Thanks for testing this. Looks like you kept the pruning step for removing type annotations for the toml-test JSON format (this one only uses strings + type annotations). The transformation of the whole data structure to remove the type hints, even if non are present, is rather expensive.
Running the repository (c9d72db
, GFortran 12, Intel i7-6500U CPU @ 2.50GHz) gives the following baseline for me
read file to a string : 0.0011 seconds
json_fortran : 0.2133 seconds
fson : 1.5379 seconds
rojff : 0.2757 seconds
tomlf : 0.9108 seconds
Without the unneeded transformation the timings look somewhat different.

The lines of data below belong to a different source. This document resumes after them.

PR #319, opened 2021-04-02
Fix 'id' getter MSTGQLRef 

weglov:
This PR contains a small fix for getting the node.id in MSTGQLRef.

**Problem:**
When I create my mobxStore from a snapshot during testing, the models do not call a setter where their id must be modified and a separator added.
```
RootStore.create({
   items: {
       '1': {id: '1', name: 'one'},
       '2': {id: '2', name: 'two'}
   },
   myRef: ['1'] //  MSTGQLRef(types.late((): any => ItemModel)),
})
```
> Also, you can look real example in test https://github.com/mobxjs/mst-gql/pull/319/files#diff-8da68bbe119c10527a005b652d591c418c435a78af66333be4e4608e5fc3cc72 

I got:  `Failed to resolve reference   to late(() => ItemModel.ItemModel)`, as you can see without id becouse id in this case just empty space `''`

So, this happens because in this case not fires this code: https://github.com/mobxjs/mst-gql/blob/main/src/MSTGQLObject.ts#L41-L43

And my solution will fix that, although I'm not sure if it's the right solution, but it works for me and theoretically can't cause problems.

### DIFF
--- a/src/MSTGQLObject.ts
+++ b/src/MSTGQLObject.ts
@@ -15,8 +15,12 @@ import { StoreType } from "./MSTGQLStore"
 */
 const MSTGQL_ID_DELIM = "::"
 export function getMSTGQLRefLabelAndId(labeledId: string) {
-  const [label, ...id] = labeledId.split(MSTGQL_ID_DELIM)
-  return { label, id: id.join("") || labeledId }
+  if (labeledId.includes(MSTGQL_ID_DELIM)) {
+    const [label, ...id] = labeledId.split(MSTGQL_ID_DELIM)
+    return { label, id: id.join("") }
+  }
+
+  return { label: null, id: labeledId }
 }
 
 export function MSTGQLRef<T extends IAnyModelType>(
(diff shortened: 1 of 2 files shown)


weglov:
@emckay hi man, I would be happy if you would watch this PR because they are closely related to your changes.

emckay:
Thanks @weglov.. Will take a look this afternoon!

emckay:
Thanks for debugging this and sorry about introducing the breaking change!

Right now, the problem you're running into is that if there's no delimiter in the id, then `getMSTGQLRefLabelAndId` returns `{label: 'something', id: ''}`. I think that ideally we'd return `{ label: null, id: 'something' }`. This PR returns `{ label: 'something', id: 'something' }`

Would you mind updating your PR to return `label: null` if there's no delimiter in the string? Happy to take a stab at it if you don't have time!

emckay:
Looks good! @jesse-savary do you mind reviewing + merging this?

jesse-savary:
Looks good, thank you @weglov

weglov:
@jesse-savary I will be happy if you published new version:) 14.0.1

jesse-savary:
Oops, still getting the hang of this. Will cut a release shortly!

jesse-savary:
Published @weglov :)

weglov:
Thank you so much! Really appreciate it!

jesse-savary:
@weglov resolved, apologies for the delay! I accidentally published `0.14.1` to my private registry instead of NPM :)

read file to a string : 0.0011 seconds
json_fortran : 0.2107 seconds
fson : 1.5152 seconds
rojff : 0.2744 seconds
tomlf : 0.2704 seconds
Profiling the modified test program with VTune shows that the JSON parsing is currently spending about one third of the runtime on the deep-copy of the data structure to remove the artificial top-level table:
I think this can be avoided by giving the toml_table type a possibility to drop a value and return the allocation, which can than returned as polymorphic toml_value rather than as toml_table, being more appropriate for the JSON format.

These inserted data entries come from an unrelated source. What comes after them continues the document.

PR #320, opened 2021-04-06
Add safe typing for mst late

ivkirill:


jesse-savary:
Hey @ivkirill, just wondering what's up with this PR? Safe typing of mst-gql is a goal of mine but I wasn't sure if any of this code was worth testing/iterating on.

ivkirill:
@jesse-savary tested for pet project, but inner test with circular deps still unresolved

jesse-savary:
@ivkirill Understandable, hopefully I will get time in the coming weeks to find a better solution.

In any case, TOML Fortran is not a JSON parsing library, it just happens to need a JSON parser. Since the JSON grammar is much easier than the TOML one, it makes for a shorter tutorial to teaching the idea of the lexer in the library.
Edit:
After a bit of tinkering (see Refactor storage structure for tables and arrays by awvwgk · Pull Request #108 · toml-f/toml-f · GitHub) I’m now actually able to barely outperform JSON Fortran on its own benchmark:
read file to a string : 0.0012 seconds
json_fortran : 0.2172 seconds
fson : 1.5760 seconds
rojff : 0.2866 seconds
tomlf : 0.2127 seconds
The deep-copy of a data structure representing 2MB of JSON is indeed quite demanding and shouldn’t be done if it can be avoided. Still, I find it amazing that it is actually possible to do a deep-copy with nothing but a simple assignment in Fortran (if the derived types contain only allocatables like in TOML Fortran).